[Dataset records]
····················

PR #266, opened 2020-04-16
add sentry error reporting

maks:
Add Sentry reporting for app across Flutter, native Android and iOS.

Includes refactor, renaming the App widget and moving it into its own file.

This has no impact on user visible UI or functionality.

### DIFF
--- a/android/app/build.gradle
+++ b/android/app/build.gradle
@@ -74,4 +74,8 @@ flutter {
 
 dependencies {
     implementation "org.jetbrains.kotlin:kotlin-stdlib-jdk7:$kotlin_version"
+
+    implementation 'io.sentry:sentry-android:1.7.27'
+    implementation 'org.slf4j:slf4j-nop:1.7.25'
+    
 }
--- a/android/app/src/main/AndroidManifest.xml
+++ b/android/app/src/main/AndroidManifest.xml
@@ -6,7 +6,7 @@
          additional functionality it is fine to subclass or reimplement
          FlutterApplication and put your custom class here. -->
     <application
-        android:name="io.flutter.app.FlutterApplication"
+        android:name=".WHApplication"
         android:label="WHAC19"
         android:icon="@mipmap/ic_launcher">
         <activity
--- a/android/app/src/main/kotlin/org/whegba/wh_covid19/WHApplication.kt
+++ b/android/app/src/main/kotlin/org/whegba/wh_covid19/WHApplication.kt
@@ -1,0 +1,13 @@
+package org.whegba.wh_covid19
+
+import io.flutter.app.FlutterApplication
+import io.sentry.Sentry
+import io.sentry.android.AndroidSentryClientFactory
+
+class WHApplication : FlutterApplication() {
+
+    override fun onCreate() {
+        super.onCreate()
+        Sentry.init(AndroidSentryClientFactory(this))
+    }
+}
--- a/ci_cd.md
+++ b/ci_cd.md
@@ -1,0 +1,12 @@
+### Sentry config
+
+The DSN needs to be supplied by the build environment.
+
+For native Android, this is via a properties file in: `app/src/main/resources` which is created by the following custom script in Codemagic and for Flutter, this is via a Dart file created at build time also by this script:
+```shell
+#!/usr/bin/env sh
+set -e # exit on first failed commandset
+mkdir -p $FCI_BUILD_DIR/android/app/src/main/resources
+echo dsn=$SENTRY_DSN > $FCI_BUILD_DIR/android/app/src/main/resources/sentry.properties
+echo "const DSN='$SENTRY_DSN';" > $FCI_BUILD_DIR/lib/env.dart
+```
--- a/lib/error_reporting.dart
+++ b/lib/error_reporting.dart
@@ -14,7 +14,7 @@ Future<SentryClient> get _sentryClient async => SentryClient(
 
 Future<Event> get _environmentEvent async {
   final packageInfo = await PackageInfo.fromPlatform();
-  final deviceInfoPlugin = await DeviceInfoPlugin();
+  final deviceInfoPlugin = DeviceInfoPlugin();
   OperatingSystem os;
   Device device;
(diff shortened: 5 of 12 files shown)


android/app/build.gradle
```diff
@@ -74,4 +74,8 @@ flutter {
 
 dependencies {
     implementation "org.jetbrains.kotlin:kotlin-stdlib-jdk7:$kotlin_version"
+
+    implementation 'io.sentry:sentry-android:1.7.27'
```
workerbee22, line 78: So is this required to catch the Android platform level stuff? This seems to be an Android Sentry implementation?

android/app/src/main/AndroidManifest.xml
```diff
@@ -6,7 +6,7 @@
          additional functionality it is fine to subclass or reimplement
          FlutterApplication and put your custom class here. -->
     <application
-        android:name="io.flutter.app.FlutterApplication"
+        android:name=".WHApplication"
```
workerbee22, line 9: Do we have a reason for changing this?

android/app/src/main/kotlin/org/whegba/wh_covid19/WHApplication.kt
```diff
@@ -0,0 +1,13 @@
+package org.whegba.wh_covid19
```
workerbee22, line 1: Kotlin code? Again I assume this is to implement the Android platform side of it?

ci_cd.md
```diff
@@ -0,0 +1,12 @@
+### Sentry config
```
workerbee22, line 1: Assume this goes along with codemagic changes? Which script in codemagic? Make sure you don't clobber the Post script we have atm for the Firebase App Dist things.

lib/error_reporting.dart
```diff
@@ -0,0 +1,78 @@
...
+import 'package:device_info/device_info.dart';
+import 'package:flutter/foundation.dart';
+import 'package:package_info/package_info.dart';
+import 'package:sentry/sentry.dart';
+import 'env.dart';
+
+Future<SentryClient> get _sentryClient async => SentryClient(
+      dsn: dsn,
+      environmentAttributes: await _environmentEvent,
+    );
```
workerbee22, line 13: dartfmt formatted?

lib/error_reporting.dart
```diff
@@ -0,0 +1,78 @@
...
+      version: androidInfo.version.release,
+    );
+    device = Device(
+      model: androidInfo.model,
+      manufacturer: androidInfo.manufacturer,
+      modelId: androidInfo.product,
+    );
+  } else if (Platform.isIOS) {
+    final iosInfo = await deviceInfoPlugin.iosInfo;
+    os = OperatingSystem(
```
workerbee22, line 33: Good these are the best values for iOS 👍

lib/error_reporting.dart
```diff
@@ -0,0 +1,78 @@
...
+      name: iosInfo.systemName,
+      version: iosInfo.systemVersion,
+    );
+    device = Device(
```
workerbee22, line 37: ditto 👍

lib/error_reporting.dart
```diff
@@ -0,0 +1,78 @@
...
+        name: packageInfo.appName,
+        version: packageInfo.version,
+        build: packageInfo.buildNumber,
+      ),
+    ),
+  );
+  return environment;
+}
+
+void flutterOnErrorHandler(FlutterErrorDetails details) {
```
workerbee22, line 59: Cool uncaught errors 👍

lib/main.dart
```diff
@@ -1,137 +1,37 @@
...
-import 'view/ppe/ppe_view.dart';
-import 'view/sbs_guide_view.dart';
-import 'view/staff_welfare/your_welfare_view.dart';
+import 'error_reporting.dart';
+import 'wh_app.dart';
 
 void main() {
   // Add this, and it should be the first line in main method to ensure no crashes before runApp()
-  WidgetsFlutterBinding.ensureInitialized();
+  //WidgetsFlutterBinding.ensureInitialized();
```
workerbee22: Do we need to comment this out? Does it cause issues? I've found it helps prevent ugly issues at app startup.

lib/main.dart
```diff
@@ -1,137 +1,37 @@
...
 
-  runApp(const MyApp());
-}
+  // This captures errors reported by the Flutter framework.
+  FlutterError.onError = flutterOnErrorHandler;
+
+  // Lets not show end users the red screen of death
```
workerbee22, line 16: Yep ...

workerbee22 (approved):
LGTM if a bit more complicated than I'm used to for Sentry.

workerbee22:
@maks There is no more iOS setup I can do quickly to trap iOS platform errors, like you have here for Android. So no more commits from me on this for iOS right now.

android/app/build.gradle
maks: Yes we want to be able to catch errors that happen in native Android code, either in Flutter framework or plugins, which won't necessarily be reported to Dart.

android/app/src/main/AndroidManifest.xml
maks: Yes, we need a custom Android App singleton class in order to do native android Sentry initialisation in its `onCreate()`

android/app/src/main/kotlin/org/whegba/wh_covid19/WHApplication.kt
maks: yep see my comment above about native Android sentry init

ci_cd.md
maks: Ah yes I should include here that it needs to be a `pre-build` step Codemagic workflow script

lib/main.dart
maks: Oops, I thats a mistake, I meant to put that back.

android/app/src/main/AndroidManifest.xml
workerbee22: Yeah cool 👍

PR #272, opened 2020-04-18
Fixed the Home page 'flickering' of the app bar

### LINKED ISSUE #242: Fix flicker with app bar on iOS
On iOS the app bar flickers in and out as you scroll up and down

**iOS app bar flicker**
Screen-Recording-2020-04-10-at-5 43 12-pm

Meanwhile on android the situation is a little bit better, however you still get an un-naturally dark background behind the app bar as you scroll:

**Android app bar black background**

android app bar 2

I _strongly suspect_ this all has something to do with the elevation of the app bar.  It seems to automatically set its self to have a elevation of 0 when it has a transparent background, then once the colour changes as we scroll it jumps to having an elevation of 4dp

I tried to create a PR which fixes the issue:
https://github.com/Western-Health-Covid19-Collaboration/wh_covid19_app/pull/239

However it doesn't seem to solve the problem on iOS.  I'm guessing we will need a more experienced flutter developer to look at the issue.

workerbee22:
Fix for issue [242](https://github.com/Western-Health-Covid19-Collaboration/wh_covid19_app/issues/242)

## Abstract

- Fixed the 'flickering' of the app bar when scrolling on iOS
- Was due to over scroll on iOS permitting the scroll position to be negative

## Changes

- general cleanup of the SliverAppBar
- ensure that scroll position cannot be negative, because on iOS when overscrolling the value can be negative
- elevation on SliverAppBar and other cleanups

## Screenshots

See issue for the problem

## Things to note

Retested on Android and iOS.

### DIFF
--- a/lib/view/home_page.dart
+++ b/lib/view/home_page.dart
@@ -108,66 +108,78 @@ class _HomePageState extends State<HomePage> {
   }
 
   Widget _renderBody(BuildContext context) {
-    const appBarHeight = 70;
-    const logoHeight = 42;
+    const appBarHeight = 70.0;
+    const logoHeight = 42.0;
 
-    final Widget mainLogo = SvgPicture.asset('assets/images/main_logo.svg',
-        height: logoHeight.toDouble());
-    final appBarBottom = appBarHeight.toDouble() - logoHeight.toDouble();
-    final scrollPos = _scrollPosition.round();
-    final percentage = scrollPos < appBarBottom
-        ? ((scrollPos) / appBarBottom.toDouble())
-        : 1.00;
+    final Widget mainLogo = SvgPicture.asset(
+      'assets/images/main_logo.svg',
+      height: logoHeight,
+    );
+    const appBarBottom = appBarHeight - logoHeight;
+    // On iOS scroll position can be negative due to over scroll
+    // So prevent negative scrollPos which results in a negative percentage
+    final scrollPos = _scrollPosition.isNegative ? 0.0 : _scrollPosition;
+    final percentage =
+        scrollPos < appBarBottom ? scrollPos / appBarBottom : 1.0;
 
-    return Builder(builder: (context) {
-      final _scrollController = PrimaryScrollController.of(context);
+    return Builder(
+      builder: (context) {
+        final _scrollController = PrimaryScrollController.of(context);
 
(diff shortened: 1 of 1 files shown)


lib/view/home_page.dart
```diff
@@ -108,66 +108,78 @@ class _HomePageState extends State<HomePage> {
...
+            SliverAppBar(
+              // Warning brightness interacts with SystemUiOverlayStyle
+              // See system_bars.dart comments
+              brightness: Brightness.light,
+              primary: true,
+              automaticallyImplyLeading: false,
+              expandedHeight: appBarHeight,
+              centerTitle: false,
+              forceElevated: false,
+              elevation: 0.0,
```
lukesleeman, line 146: This means that at least on android, we loose the shadow behind the app bar:

image

However this does seem to be an acceptable tradeoff for solving the problem with black shadow on android.

You might want to have a look at this PR https://github.com/Western-Health-Covid19-Collaboration/wh_covid19_app/pull/239
for a slightly better solution - at least with this one we have the elevation once we have scrolled along

lukesleeman (approved):
I've got one small comment about the elevation shadow on the app bar, but its a pretty minor thing.  Up to you if you want to play with it a bit more, or just merge 😁

Also, great to see this issue _finally_ solved 🙌

lib/view/home_page.dart
lukesleeman: Actually … I think there may be been some problems with the PR I’ve linked, in that scrolling fast seemed to stuff it up.  If you do go down this route be sure to give it some good testing, so make sure my approach doesn't just stuff things back up

workerbee22: Yep I changes elevation to 0.0 as it is also 0.0 on the nav bar. But I can put it back if you prefer.

workerbee22: I can remove elevation easily and put it back. Doing it now.

The fix wasn't actually anything to do with elevation.

workerbee22: forcedElevation doesn't actually do anything in this context so I'll remove it as well.

workerbee22: OK so still some things to fix later when elevation is present. But for now eleavtion is 0.0.

PR #275, opened 2020-04-18
[Enhancement] PPE UI Polish

### LINKED ISSUE #206: PPE - UI Inconsistencies
- [x] A Donning & Doffing Step by Step - Bullet points text colour should be #blackAlpha900
- [x] B Doffing - Both methods - Warning - Background color in warning should be 236 243 240, text color #blackAlpha900
- [x] C Doffing - Both methods - Warning - Margin between warning and Step 1 is too large
- [ ] D Doffing Method One - Step 5 and Step 3 reversed?
- [x] E Toolbar colours don't match zeplin - donning should be green, doffing should be purple

image

**Toolbars from zeplin**
image
image

yimingc2:
Resolved #206

## Abstract
This PR will update the color and style for the PPE page.

## Changes

- Remove unnecessary padding
- Add new text style
- Change the navigation bar color for Method 1 and 2
- Change the background color for Method 1 and 2

## Things to note
I don't think it's a good idea to use "new line" after multiline string to add bottom padding.

### DIFF
--- a/lib/hard_data.dart
+++ b/lib/hard_data.dart
@@ -86,8 +86,7 @@ class HtmlTextScreenData {
 /// PPE - all the PPE content
 const String ppeOffWarning = '''
 Outside of PPE is contaminated!
-If your hands get contaminated during PPE removal, immediately wash your hands or use an alcohol-based hand sanitizer.
-''';
+If your hands get contaminated during PPE removal, immediately wash your hands or use an alcohol-based hand sanitizer.''';
 
 const List<PPEStepInfo> ppeOnSteps = [
   PPEStepInfo(
--- a/lib/style.dart
+++ b/lib/style.dart
@@ -135,6 +135,13 @@ abstract class Styles {
     fontFamily: fontFamily,
   );
 
+  static const TextStyle textBody = TextStyle(
+    color: AppColors.majorText,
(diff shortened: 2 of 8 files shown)


lukesleeman:
👋 Hey @yimingc2 - great work on this!  I've run the app in an emulator and it seems like there is only one small thing missing:  In the donning step by step guide, the app bar is still grey, but it should be green.

**Current app**
image

**Zeplin**
image

lukesleeman:
Oh!  I also just realised that in zeplin we have an X button, but in the app we have a back button!  Better change it to an X!

yimingc2:
> Oh! I also just realised that in zeplin we have an X button, but in the app we have a back button! Better change it to an X!

Good catch Luke! I reckon whether to use X or Back button depends on how we show the screen. If we navigate to it (the screen comes from right to left),  back button is a good choice. If we present it (the screen comes from bottom to top), X button fits more. An example of presenting a screen is when the user press "PDF" button. It's just my point of view though.

lukesleeman (approved):
I've re-tested and its all looking good ✅

ericjiang97 (approved):

workerbee22 (approved):
LGTM

Issue #305, opened 2020-04-30
Button Behaviour Inconsistencies


workerbee22:
Behaviour on tap varies and is not consistent across the app. Key example are home screen shere call icon shows a ripple on pressed, but information has no on pressed feedback at all.

![image](https://user-images.githubusercontent.com/5154664/80670221-a9436200-8ae9-11ea-9750-bd8f204e3c4f.png)

lukesleeman:
I checked out all our toolbar buttons and its only the info icon which doesn't have the ripple - everywhere else seems to have it properly.

Since it seemed simple, I produced a small fix!

lukesleeman:
Based off what @workerbee22 has said, we can close this one off now

sallychung:
✅ v1.0.168

Seeing the ripple effect on both buttons

PR #308, opened 2020-04-30
Fix for info icon not showing ripple

lukesleeman:
This fixes issue #305 - I have no idea what I'm doing with flutter but I had a look at how the call button was done, and copied that!

Hopefully this doesn't break anything 🤷‍♂️

## Changes

- Replace gesture detector with IconButton to gain ripple effect

## Screenshots

ripple
## Things to note

I don't know what I'm doing 🙃


workerbee22:
Actually @lukesleeman there is a better fix. 

But on closer look it seems fine, but might optimise a little ... looking closer now.

workerbee22:
@lukesleeman Your change was fine 👍 but I did a little more cleanup of the code. Would like to do more but it has wider implications and so should wait for bigger changes post version 1.

workerbee22 (approved):
LGTM

PR #312, opened 2020-05-02
[Feature] Settings support and Privacy Setting

### LINKED ISSUE #301: Build settings screen which explains what data we gather and allows opt out
As part of our push to Make app GDPR compliant + better inform our users about what data is gathered  ( #241 ) we need to build a settings screen, under the info icon, that clearly explains what data we gather, what its used for and provides a switch to opt out.   The opt out switch will disables analytics and Sentry.

In terms of what we gather and why:

- Analytics on how the users are using the app with, gathered with google analytics
- Crash reports gathered with Sentry
- We gather this information to help is improve the app.  We hope to understanding what our users are using the app for, as well as proactively address any crashes that come up.

When users opt out, we can disable analytics by calling [setAnalyticsCollectionEnabled](https://pub.dev/documentation/firebase_analytics/latest/firebase_analytics/FirebaseAnalytics/setAnalyticsCollectionEnabled.html) 

With sentry @workerbee22 has some ideas on how we can disable crash reports

workerbee22:
Feature to add Settings for the app, allowing use selectable settings to be persisted to device storage and used on subsequent app startups.

Initially has just the Setting for Privacy. This setting allows the user to switch off data collection for analytics and crash reporting data.

## Changes

- Added tweak for trailing commas.
- Fixed 'acknowledgements' spelling mistake
- `release-notes.txt` has been updated.

## Architecture Change

- Read Settings values at app startup and set app state for these values (app state continue to use Provider package)
- These app state values are used multiple places through the code for each setting
- Setting switch changes the app state and also persists the new setting value to storage

The above approach is used rather than read the value from persistent storage at multiple places throughout the code. This minimises the reads/writes from/to persistent storage. This is preferred as many devices have slow storage speeds.

Settings values are persisted to storage as two separate values for analytics and crash reporting collection.  This is aggregated into one setting for Privacy in the UI. This allows for possible future separation ie. disable just analytics reporting but not crash reporting. This is important future proofing, because if persist just one setting for both, will be much harder to separate later, as this is stored on ALL existing installed devices.

## Screenshots

- **Privacy** card in **Information** screen moved to the the top, as probably more important to users than the others. Keep it named as **Privacy** for now, as it is the only setting. If other settings get added will change to **Settings**.

image

- Slightly tweaked text from design; changed 'and' to '&' and added para break and reduced words of last sentence.

image

## Things to note

- Changing app startup behaviour to allow for more than just one Setting
- Privacy is the only setting at the moment, but code to allow for more Settings in the future


workerbee22:
Just getting going on this now, will complete today via multiple commits.

lib/utils/storage.dart
```diff
@@ -0,0 +1,23 @@
...
+/// Persistent Storage on device read/write
+/// Read Settings values at app startup and set app state for these values
+/// (app state continue to use Provider package), These app state values are
+/// used multiple places through the code for each setting. This is approach
+/// is preferred rather than read the value from persistent storage at multiple
+/// places throughout the code. This minimises the reads/writes from/to
+/// persistent storage as devices have slow storage speeds.
+
+class Settings {
+  static Future<bool> readDisclaimerAgreed() async {
```
maks: making these static is going to make it impossible to test code that uses the settings. It would be better to make these class methods and then just have a Provider at the top of the widget tree to give access to whatever parts of the app need it.

lib/view/disclaimer_view.dart
```diff
@@ -100,24 +100,29 @@ class _DisclaimerViewState extends State<DisclaimerView> {
...
-                                ..onTap = () {
-                                  launch(whCoronavirusInfoURL);
-                                }),
-                          const TextSpan(
-                            text:
-                                ' to ensure you have the latest up-to-date information on Western Health\'s Coronavirus guidelines.\n\n',
-                            style: Styles.textH5,
+                            children: [
+                              const TextSpan(
+                                text: '\n\nPlease refer to ',
```
maks: better to use padding/margin vs embedded newlines. also shouldn't this be in string consts?

lib/view/disclaimer_view.dart
```diff
@@ -100,24 +100,29 @@ class _DisclaimerViewState extends State<DisclaimerView> {
...
+                                text: whCoronavirusInfoURL,
+                                style: Styles.textH5Hyperlink,
+                                recognizer: TapGestureRecognizer()
+                                  ..onTap = () {
+                                    launch(whCoronavirusInfoURL);
+                                  },
+                              ),
+                              const TextSpan(
+                                text:
+                                    ' to ensure you have the latest up-to-date information on Western Health\'s Coronavirus guidelines.\n\n',
```
maks, line 104: also strings const?

lib/widget/cards/reusable_card_base.dart
```diff
@@ -53,7 +54,7 @@ class ReusableCardBase extends StatelessWidget {
     final col = Column(
       mainAxisAlignment: verticalAlignment,
       crossAxisAlignment: CrossAxisAlignment.start,
-      mainAxisSize: MainAxisSize.min,
+      //mainAxisSize: MainAxisSize.min,
```
maks: needs to be deleted?

lib/widget/switch_card.dart
```diff
@@ -0,0 +1,113 @@
+import 'package:flutter/cupertino.dart';
+import 'package:flutter/gestures.dart';
+import 'package:flutter/material.dart';
+import 'package:url_launcher/url_launcher.dart';
+
+import '../hard_data.dart';
+import '../strings.dart';
+import '../style.dart';
+
+class SwitchCard extends StatefulWidget {
```
maks: I'm assuming this is intended to get wired up to the settings? If so once you do that if you expose the Settings via a Provider, this can become a stateless widget and the `_selected` state bool won't be needed.

maks (changes requested):
Great work @workerbee22 👍  I know you've marked this WIP, but just a bit of feedback on making sure the static stuff is removed.

lib/utils/storage.dart
```diff
@@ -0,0 +1,39 @@
...
+
+import '../constants.dart';
+import '../strings.dart';
+
+/// Persistent Storage on device read/write
+/// Read Settings values at app startup and set app state for these values
+/// (app state continue to use Provider package), These app state values are
+/// used multiple places through the code for each setting. This is approach
+/// is preferred rather than read the value from persistent storage at multiple
+/// places throughout the code. This minimises the reads/writes from/to
```
maks: This isn't actually correct: on Android the SharedPrefs framework code already does in-memory read and write caching so no need attempt to replicate that in Flutter side. I think iOS equivalent may also do this.

maks (changes requested):

lib/utils/storage.dart
workerbee22: Yep planning that as per the PR Architecture changes comment. Still WIP.

lib/view/disclaimer_view.dart
workerbee22: Yeah sure.

lib/view/disclaimer_view.dart
workerbee22: Yeah ... but can say the same about ALL the hard_data.dart. So was going to wait until clarity around the Disclaimer, or just move to hard_data.

lib/widget/cards/reusable_card_base.dart
workerbee22: yep ... not needed.

lib/widget/switch_card.dart
workerbee22: Yep planning that as per the PR Architecture changes comment. Still WIP.

lib/utils/storage.dart
workerbee22: Ok didn't know that, but the point is still valid either way, should use Provider rather than lots of calls to SharedPreferences all over the code. Also as per comment, setting up for possible other future settings.

lib/view/disclaimer_view.dart
workerbee22: But not going to do that as part of this PR.

lib/view/disclaimer_view.dart
workerbee22: Not part of this PR, so so later in another PR when Disclaimer content issues are resolved.

lib/utils/storage.dart
workerbee22: @maks I though static methods were called 'class methods' ... so not exactly sure what you want here? And also already have a Provider at the top of the tree for app state. 

So the ways I've approached it is to have this Settings class that doe all the read/write to storage, but keep that separate from the app state models for provider. Keen to maintain separation of concerns.

lib/widget/switch_card.dart
workerbee22: Stateless widget now using Provider for app  state, but still have Settings as a separate class for read/write to storage.

lib/utils/storage.dart
maks: Oh complete agree on using Provider and abstracting shared prefs access 💯 on that. My feedback just on the read/write comment

lib/utils/storage.dart
maks: Mike the whole point of Provider is DI (dependency injection) so you don't use static, the fact that Provider helps with state mgmt is almost secondary concern. So for this case if you have static access to the settings class, how will you mock or stub it as a dependency in a test? If on # other hand you provide it via Provider, mocking in tests is straight forward.

workerbee22:
@maks and @rockgecko-development this is working fine but needs some cleanup and I need you guys to review and be happy with approach. I've changed my mind on this 3 times already so want your feedback as there are pros and cons for each approach. Specifically look at:

- `Settings` class is just for storage read/write for privacy setting and disclaimer details, and any future settings we have to add like for onboarding etc.
- Privacy setting switch uses provider, but no other UI changes besides the switch, so its more future proofing the approach, otherwise it's a bit of overkill.

@maks also need your thoughts on the best way to actually disable the crash reporting. At the moment just using the privacy setting directly from storage in the same place we check for release mode or not. But might be a better way.

Also analytics wise there are a few options for disabling with various pros/cons, so will get feedback on above before picking the method to disable.

lib/utils/storage.dart
workerbee22: Ok ... I'll have to investigate.

maks: @workerbee22 If it's easier, I can do implementation of this later tonight?

lukesleeman (approved):
I can't speak for the flutter side of things, but I have tested this out on android inside the emulator and it all seems ☑️

maks (approved):
I'm happy for this to land and then I'll do my architecture refactor PR afterwards

workerbee22:
Also fixed this issue with transitive dependency `extended_image` for the `native_pdf_view` package:

https://github.com/fluttercandies/extended_image/issues/160

workerbee22:
Still some cleanup and tests to add, but moving forward with this due to Beta 3 urgency.

workerbee22:
Completed this despite some cleanup and tests to add, to be done as separate PR. Other suggested implementation changes in a separate PR but changes no UI or result, so defer that until after Version 1 when other major re-architecting and improvements will be done.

····················

■ About this exercise ■
What is the number of lines in the records that include the word "flutterOnErrorHandler"? Answer with that number only.

■ Answer box ■
2